**Saved data entries:**

PR #151, opened 2025-04-10
148 data quality checks outputs

### LINKED ISSUE #148: Data quality checks on final heat pump suitability outputs
We want to do some basic analysis of the outputs (e.g. missingness, as well as things like Garden Size is within range), one is of the heat pump suitability per lsoa as well as heat pump suitability per property.

helloaidank:
---

# Description
This PR introduces a data quality checking script, pandera_eval_hps_outputs.py, which uses [Pandera](https://pandera.readthedocs.io/) (with Polars backend) for schema validation, outlier detection, and summary reporting for the final outputs of our pipeline. 

**Key changes**:
- Adds the data quality script for validating pipeline outputs.
- Adds supporting configuration file: `config/dq_config.py`.
- Updates requirements.txt to include pandera
- All data quality validation in the pipeline will now use pandera for consistency and maintainability.
- Summary statistics and validation failure details are written to output files

_Note: Earlier consideration of alternative frameworks (Vanilla pandas, Great Expectations) have been dropped in favour of pandera as its polars compatibility is dank. Really looking forward to implementing some pandera function decorators throughout the rest of the pipeline._

Fixes #148 

# Instructions for Reviewer

Run the code using:
- `python asf_heat_pump_suitability/analysis/evaluate_hp_suitability_outputs/pandera_eval_hps_outputs.py`
- A log directory will be created, where'll you'll have a text file and a csv with the result from the data quality checks. Each one should have it's own time stamp! Review these please!

Please pay attention to the following:

- The logic behind the validation checks, is there anything that we're obviously missing that we should do?
- Do the results look sensible? Should we have diagnostic plots as easier to visualise then numbers (e.g. box plots based off dataframe outputted in csv)
- Should we move this to the pipeline directory since we are directly dealing with the final outputs of the pipeline and should be something that is automatically run
- Any input on the formatting of the logs, it's quite dry at the moment but also didn't want to overengineer for the first iteration

# Checklist:

- [ ] I have tested the code

### DIFF
--- a/asf_heat_pump_suitability/analysis/evaluate_hp_suitability_outputs/config/dq_config.py
+++ b/asf_heat_pump_suitability/analysis/evaluate_hp_suitability_outputs/config/dq_config.py
@@ -10,7 +10,6 @@ Defines:
 
 from asf_heat_pump_suitability import PROJECT_DIR
 import os
-import os
 from datetime import datetime
 from urllib.parse import urlparse
 
@@ -88,7 +87,8 @@ NUMERIC_COLUMNS = [
     "census_proportion_flats",
 ]
 
-# Proportion columns in [0, 1]
+
+# Proportion columns expected to be between [0, 1]
 PROPORTION_COLUMNS = [
     "proportion_in_conservation_area",
     "proportion_listed_building",
@@ -121,11 +121,4 @@ SCORE_COLUMNS = [
     "SGL_N_avg_score_weighted",
     "HN_S_avg_score_weighted",
     "HN_N_avg_score_weighted",
-]
-
-# Columns that must be >= 0
-NON_NEGATIVE_COLUMNS = [
-    "median_garden_estimate_m2",
-    "property_density_km2",
-    "n_properties",
 ]
--- a/asf_heat_pump_suitability/analysis/evaluate_hp_suitability_outputs/config/dq_config.py
+++ b/asf_heat_pump_suitability/analysis/evaluate_hp_suitability_outputs/config/dq_config.py
@@ -1,0 +1,131 @@
+"""
+Configuration file for data quality checks and analysis.
+
+Defines:
+- File paths, logging setup, and timestamped output directories.
+- Expected dataset structure, including column names and types.
+- Validation rules for numeric, proportion, boolean, and categorical columns.
+- Thresholds for outlier detection (z-scores) and non-negative constraints.
+"""
+
+from asf_heat_pump_suitability import PROJECT_DIR
+import os
+import os
+from datetime import datetime
+from urllib.parse import urlparse
+
+# Path to data file
+# timestamp for tracking
+TIMESTAMP = datetime.now().strftime("%Y%m%d_%H%M%S")
+
+# S3 URI for the data file
+DATA_S3_URI = "s3://asf-heat-pump-suitability/outputs/2023Q4/suitability/20250319_2023_Q4_heat_pump_suitability_per_lsoa.csv"
+
+# parse bucket and key from the URI (if you still need them elsewhere)
+parsed_uri = urlparse(DATA_S3_URI)
+S3_BUCKET = parsed_uri.netloc
+S3_KEY = parsed_uri.path.lstrip("/")
+
+# output directory for logs (local)
+OUTPUT_DIR = os.path.join(
+    PROJECT_DIR,
+    "asf_heat_pump_suitability/analysis/evaluate_hp_suitability_outputs/logs",
+    TIMESTAMP,
+)
+os.makedirs(OUTPUT_DIR, exist_ok=True)
+
+# path to use in the rest of the pipeline (read straight from S3)
+DATA_PATH = DATA_S3_URI
+
+# append timestamp to log filename
+DATA_FILE_NAME = os.path.basename(S3_KEY)
+LOG_FILENAME = f"{os.path.splitext(DATA_FILE_NAME)[0]}_{TIMESTAMP}_dq.log"
+
+# Expected columns
+EXPECTED_COLUMNS = [
+    "lsoa",
+    "ASHP_S_avg_score_weighted",
+    "ASHP_N_avg_score_weighted",
+    "GSHP_S_avg_score_weighted",
+    "GSHP_N_avg_score_weighted",
+    "SGL_S_avg_score_weighted",
+    "SGL_N_avg_score_weighted",
+    "HN_S_avg_score_weighted",
+    "HN_N_avg_score_weighted",
+    "scores_weighted",
+    "n_properties",
+    "property_density_km2",
+    "rural_urban_class",
+    "has_anchor_property",
+    "heatpump_installation_percentage",
+    "median_garden_estimate_m2",
+    "proportion_in_conservation_area",
+    "proportion_listed_building",
+    "proportion_epc_c_plus",
+    "proportion_off_gas",
+    "census_proportion_flats",
+    "lsoa_name",
+]
+
+# Numeric columns
+NUMERIC_COLUMNS = [
+    "ASHP_S_avg_score_weighted",
+    "ASHP_N_avg_score_weighted",
+    "GSHP_S_avg_score_weighted",
+    "GSHP_N_avg_score_weighted",
+    "SGL_S_avg_score_weighted",
+    "SGL_N_avg_score_weighted",
+    "HN_S_avg_score_weighted",
+    "HN_N_avg_score_weighted",
+    "n_properties",
+    "property_density_km2",
+    "heatpump_installation_percentage",
+    "median_garden_estimate_m2",
+    "proportion_in_conservation_area",
+    "proportion_listed_building",
+    "proportion_epc_c_plus",
+    "proportion_off_gas",
+    "census_proportion_flats",
+]
+
+# Proportion columns in [0, 1]
+PROPORTION_COLUMNS = [
+    "proportion_in_conservation_area",
+    "proportion_listed_building",
+    "proportion_epc_c_plus",
+    "proportion_off_gas",
+    "census_proportion_flats",
+]
+
+# Boolean columns
+BOOLEAN_COLUMNS = [
+    "scores_weighted",
+    "has_anchor_property",
+]
+
+# Categorical columns and allowed values
+CATEGORICAL_COLUMNS = {
+    "rural_urban_class": ["Rural", "Urban"],
+}
+
+# Outlier detection threshold (z-score)
+OUTLIER_ZSCORE_THRESHOLD = 3.0
+
+# Score columns expected to be in [0,1]
+SCORE_COLUMNS = [
+    "ASHP_S_avg_score_weighted",
+    "ASHP_N_avg_score_weighted",
+    "GSHP_S_avg_score_weighted",
+    "GSHP_N_avg_score_weighted",
+    "SGL_S_avg_score_weighted",
+    "SGL_N_avg_score_weighted",
+    "HN_S_avg_score_weighted",
+    "HN_N_avg_score_weighted",
+]
+
+# Columns that must be >= 0
+NON_NEGATIVE_COLUMNS = [
+    "median_garden_estimate_m2",
+    "property_density_km2",
+    "n_properties",
+]
--- a/asf_heat_pump_suitability/analysis/evaluate_hp_suitability_outputs/pandera_eval_hps_outputs.py
+++ b/asf_heat_pump_suitability/analysis/evaluate_hp_suitability_outputs/pandera_eval_hps_outputs.py
@@ -15,10 +15,26 @@ import polars as pl
 import pandera.polars as pa
 import json
 import config.dq_config as cfg
+import argparse
 from pandera.polars import Check, Column, DataFrameSchema
 from asf_heat_pump_suitability.analysis.hn_zones.hnz_utils.log_utils import (
     setup_logging_and_file_path,
 )
+
+# ------------------------------------------------------------------------------
+# Argument parsing for data path
+# ------------------------------------------------------------------------------
+parser = argparse.ArgumentParser(
+    description="data quality checks for heat pump suitability data."
+)
+parser.add_argument(
+    "--data-path",
+    type=str,
+    default=cfg.DATA_PATH,
+    help="Path to the data CSV file (local or S3 URI).",
+)
+args = parser.parse_args()
+data_path = args.data_path
 
 # ------------------------------------------------------------------------------
 # Logging setup
@@ -31,14 +47,17 @@ setup_logging_and_file_path(output_dir=cfg.OUTPUT_DIR, log_filename=cfg.LOG_FILE
 # 1.  BUILD SCHEMA
 # ---------------------------------------------------------------------------
 
-schema_columns: dict[str, Column] = {}
+# schema_columns: dict[str, Column] = {}
 
 
-def add(col: str, dtype, *checks, **kw):
+def add_schema_column(
+    schema_columns: dict[str, Column], col: str, dtype: any, *checks, **kw
+):
     """
     Registers or updates a column in the `schema_columns` dictionary for schema validation.
 
     Args:
+        schema_columns (dict): The dictionary holding schema columns.
         col (str): The name of the column to register or update.
         dtype: The data type of the column (e.g., `float`, `str`, `pl.Boolean`).
         *checks: Any number of Pandera `Check` objects to validate column values.
@@ -51,27 +70,35 @@ def add(col: str, dtype, *checks, **kw):
     schema_columns[col] = Column(dtype, checks=list(checks), **kw)
 
 
+schema_col = {}
 # -- primary key ------------------------------------------------------------ #
-add("lsoa", str, unique=True, required=True, nullable=False)
+add_schema_column(
+    schema_col, col="lsoa", dtype=str, unique=True, required=True, nullable=False
+)
 
 # -- score + proportion columns in [0, 1] ----------------------------------- #
 for c in (*cfg.SCORE_COLUMNS, *cfg.PROPORTION_COLUMNS):
-    add(c, float, Check.in_range(0, 1), required=True, nullable=True)
+    add_schema_column(
+        schema_col, c, float, Check.in_range(0, 1), required=True, nullable=True
+    )
 
 # -- boolean ---------------------------------------------------------------- #
 for c in cfg.BOOLEAN_COLUMNS:
-    add(c, pl.Boolean, required=True, nullable=True)
+    add_schema_column(schema_col, col=c, dtype=pl.Boolean, required=True, nullable=True)
 
 # -- categorical ------------------------------------------------------------ #
 for c, allowed in cfg.CATEGORICAL_COLUMNS.items():
-    add(c, str, Check.isin(allowed), required=True, nullable=True)
+    add_schema_column(
+        schema_col, c, str, Check.isin(allowed), required=True, nullable=True
+    )
 
 # -- non-negative ----------------------------------------------------------- #
-for c in cfg.NON_NEGATIVE_COLUMNS:
-    add(c, float, Check.ge(0), required=True, nullable=True)
+for c in cfg.NUMERIC_COLUMNS:
+    add_schema_column(schema_col, c, float, Check.ge(0), required=True, nullable=True)
 
 # -- 0–100 percentage ------------------------------------------------------- #
-add(
+add_schema_column(
+    schema_col,
     "heatpump_installation_percentage",
     float,
     Check.in_range(0, 100),
@@ -80,44 +107,51 @@ add(
 )
 
 # -- lsoa name -------------------------------------------------------------- #
-add("lsoa_name", str, required=True, nullable=True)
+add_schema_column(schema_col, "lsoa_name", str, required=True, nullable=True)
 
 # finally create the schema
-schema = DataFrameSchema(schema_columns, strict=False, coerce=True)
+schema = DataFrameSchema(schema_col, strict=False, coerce=True)
 
 
 # ------------------------------------------------------------------------------
 # 2. LOAD WITH POLARS
 # ------------------------------------------------------------------------------
 try:
-    df_pol = pl.read_csv(cfg.DATA_PATH)
+    df_pol = pl.read_csv(data_path)
     logging.info("Data loaded successfully with Polars!")
 except FileNotFoundError:
-    logging.error(f"File not found at path: {cfg.DATA_PATH}")
+    logging.error(f"File not found at path: {data_path}")
     raise
 except Exception:
-    logging.exception(f"Could not load data from {cfg.DATA_PATH}")
+    logging.exception(f"Could not load data from {data_path}")
     raise
+
+# log any columns in the data that aren’t covered by the schema
+extra_cols = set(df_pol.columns) - set(schema.columns.keys())
+if extra_cols:
+    logging.info(
+        "Columns skipped by schema validation (strict=False): %s",
+        sorted(extra_cols),
+    )
 
 # ------------------------------------------------------------------------------
 # 3. VALIDATE WITH PANDERA (Polars backend)
 # ------------------------------------------------------------------------------
 logging.info("=== Validating with Pandera Schema ===")
 try:
-    df_valid = schema.validate(df_pol, lazy=True)
-    logging.info("Data validated successfully with Pandera!")
+    df_pol = schema.validate(df_pol, lazy=True)
+    logging.info("Data schema and ranges validated successfully with Pandera!")
 except pa.errors.SchemaErrors as err:
     logging.warning("Pandera validation failed!")
     logging.warning(json.dumps(err.message, indent=2))
     logging.info("Continuing with unvalidated data.")
-    df_valid = df_pol.clone()
 
 
 # ------------------------------------------------------------------------------
 # 4. OUTLIER DETECTION (Z-Score) IN POLARS
 # ------------------------------------------------------------------------------
 # compute z-score columns for numeric columns
-df_valid = df_valid.with_columns(
+df_pol = df_pol.with_columns(
     [
         ((pl.col(c) - pl.col(c).mean()) / pl.col(c).std()).alias(f"{c}_z")
         for c in cfg.NUMERIC_COLUMNS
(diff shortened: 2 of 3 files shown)


requirements.txt
```diff
@@ -23,3 +23,5 @@ tenacity
 numpy<2.0.0
 fiona
 bs4
+great_expectations
```
crispy-wonton: we don't need `great_expectations` now right?

asf_heat_pump_suitability/analysis/evaluate_hp_suitability_outputs/config/dq_config.py
```diff
@@ -0,0 +1,131 @@
...
+Defines:
+- File paths, logging setup, and timestamped output directories.
+- Expected dataset structure, including column names and types.
+- Validation rules for numeric, proportion, boolean, and categorical columns.
+- Thresholds for outlier detection (z-scores) and non-negative constraints.
+"""
+
+from asf_heat_pump_suitability import PROJECT_DIR
+import os
+import os
```
crispy-wonton: duplicate import

asf_heat_pump_suitability/analysis/evaluate_hp_suitability_outputs/config/dq_config.py
```diff
@@ -0,0 +1,131 @@
...
+from datetime import datetime
+from urllib.parse import urlparse
+
+# Path to data file
+# timestamp for tracking
+TIMESTAMP = datetime.now().strftime("%Y%m%d_%H%M%S")
+
+# S3 URI for the data file
+DATA_S3_URI = "s3://asf-heat-pump-suitability/outputs/2023Q4/suitability/20250319_2023_Q4_heat_pump_suitability_per_lsoa.csv"
```
crispy-wonton, line 21: we probably want to input this as a parameter when we run the code, e.g. with `argparse`

asf_heat_pump_suitability/analysis/evaluate_hp_suitability_outputs/config/dq_config.py
```diff
@@ -0,0 +1,131 @@
...
+
+# parse bucket and key from the URI (if you still need them elsewhere)
+parsed_uri = urlparse(DATA_S3_URI)
```
crispy-wonton, line 24: cool! i like `urlparse`! dont think i've seen it before

asf_heat_pump_suitability/analysis/evaluate_hp_suitability_outputs/config/dq_config.py
```diff
@@ -0,0 +1,131 @@
...
+    "heatpump_installation_percentage",
+    "median_garden_estimate_m2",
+    "proportion_in_conservation_area",
+    "proportion_listed_building",
+    "proportion_epc_c_plus",
+    "proportion_off_gas",
+    "census_proportion_flats",
+]
+
+# Proportion columns in [0, 1]
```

**YOUR GOAL:** Set down, exactly as they appear, the lines above from the first one to the line that holds "- Summary statistics", both included, please, and no others.

**SOLUTION FOR THIS PROBLEM:**
PR #151, opened 2025-04-10
148 data quality checks outputs

### LINKED ISSUE #148: Data quality checks on final heat pump suitability outputs
We want to do some basic analysis of the outputs (e.g. missingness, as well as things like Garden Size is within range), one is of the heat pump suitability per lsoa as well as heat pump suitability per property.

helloaidank:
---

# Description
This PR introduces a data quality checking script, pandera_eval_hps_outputs.py, which uses [Pandera](https://pandera.readthedocs.io/) (with Polars backend) for schema validation, outlier detection, and summary reporting for the final outputs of our pipeline. 

**Key changes**:
- Adds the data quality script for validating pipeline outputs.
- Adds supporting configuration file: `config/dq_config.py`.
- Updates requirements.txt to include pandera
- All data quality validation in the pipeline will now use pandera for consistency and maintainability.
- Summary statistics and validation failure details are written to output files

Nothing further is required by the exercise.